4. How can insurance tax relief be revisited for the benefit of the rakyat?
One possibility is widening the life insurance tax relief to grant parents relief when they buy insurance for their children. Currently the relief is only given to the taxpayer and spouse. This is in line with the government’s goal towards expanding insurance protection for the rakyat. It is also timely to consider splitting the tax relief for medical and education insurance into separate reliefs to encourage better take-up of medical coverage. As such, they won’t have to choose between protecting their health and saving for their children’s education.
5. Transfer pricing (TP) seems to be the hot topic these days. Are any amendments or new compliance requirements expected in this Budget?
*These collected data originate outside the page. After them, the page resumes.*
PR #3097, opened 2021-06-09
Add more channels

freearhey:
- added new links from https://github.com/hginwa/md
- removed duplicate


LaneSh4d0w:
Majority of those are already in our playlists, i'll check it out after I'm done with some stuff and creating a program that parses Dum's Lyngsat text file.

freearhey:
I already ran a script looking for duplicates. Channels can be duplicated, but the links must be different from those that are already in the playlist.

LaneSh4d0w:
> 
> 
> I already ran a script looking for duplicates. Channels can be duplicated, but the links must be different from those that are already in the playlist.

Yes, was talking about the channels, not the links themselves. Of course we'll need to check the links and see if they work.

BellezaEmporium (approved):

Can some concessions from TP compliance for SMEs be expected?
Three major TP changes were instituted through the Finance Act 2020, which signify and enhance compliance standards expected by the Inland Revenue Board (IRB). While we do not expect new compliance requirements, TP continues to be an area of focus for the IRB and tax authorities globally. The IRB is aware of the plight of SMEs due to the pandemic. Thus, recent clarifications were provided on the requirement to maintain contemporaneous documentation. To enhance tax compliance among taxpayers, we hope that costs such as professional fees incurred to ensure TP compliance would be accorded full tax deduction without any threshold.
6. We have been hearing about a global minimum tax (GMT) deal. How will this impact companies in Malaysia?
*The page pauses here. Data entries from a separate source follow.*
PR #3121, opened 2021-06-11
QA: Al Jazeera cleanup, round 2

Dum4G:
Closes https://github.com/iptv-org/iptv/discussions/3118 if accepted


BellezaEmporium (commented):
Why deleting them ? They work.

Dum4G:
> Why deleting them ? They work.

Have you got the point of my discussion? We have an adaptive link that will choose the quality according to viewers bandwith. Everything else leads to the same broadcast but has fixed quality. Essentially, we can consider them as duplicates

LaneSh4d0w:
> 
> 
> > Why deleting them ? They work.
> 
> Have you got the point of my discussion? We have an adaptive link that will choose the quality according to viewers bandwith. Everything else leads to the same broadcast but has fixed quality. Essentially, we can consider them as duplicates

Thought about that after asking my question; wanting to make sure this PR was made for that.

BellezaEmporium (approved):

On Oct 8, 2021, a statement agreed by several member jurisdictions was published by the OECD/G20 Inclusive Framework on Base Erosion and Profit Shifting. Although there is an agreement in-principle for a GMT rate, the statement acknowledges that all countries are sovereign and may decide their own tax policies. However, harmful tax competition and aggressive tax planning need to end. If a Malaysian company is part of a global multinational enterprise (MNE) and its effective tax rate is lower than 15% due to tax incentives, then it is likely that the MNE group would be subject to top-up tax covering its Malaysian operations in the jurisdiction of its headquarters. This would represent an overall increase in taxation for the group hence negating the incentive benefits.
Since the top-up tax would likely be collected by the tax authorities of other jurisdictions, it remains to be seen if Malaysia will introduce any rules that would ensure that such top-up tax be paid in Malaysia instead and whether other measures would be considered to preserve Malaysia’s attractiveness as an investment destination. In any case, there will be a formulaic substance carve-out rules on tangible assets and payroll to recognise the importance of economic substance. This would cushion the impact of top-up tax in other jurisdictions.
7. There is a perception that financial institutions can do more to help businesses recover from the pandemic. What are your thoughts?
The pandemic has reaped a toll on businesses and as businesses shutter, the credit taken goes bad and banks are saddled with the loss. Banks cannot recover the capital they have employed and this has a knock-on effect on future lending. The government should look at how tax rules can help cushion this blow, perhaps by incentivising business rescue financing, similar to how financial rescue of abandoned housing projects was incentivised several years ago, and perhaps giving a special tax credit equal to the losses suffered as a result of debts going bad.
Tax incentives can also be used to encourage lending and investment in specific projects and market segments in line with the government’s objectives such as tax breaks for investors in strategic infrastructure projects that improve internet connectivity, environmentally sustainable projects, and projects that support the B40 community.
This article was contributed by Deloitte Malaysia’s tax experts.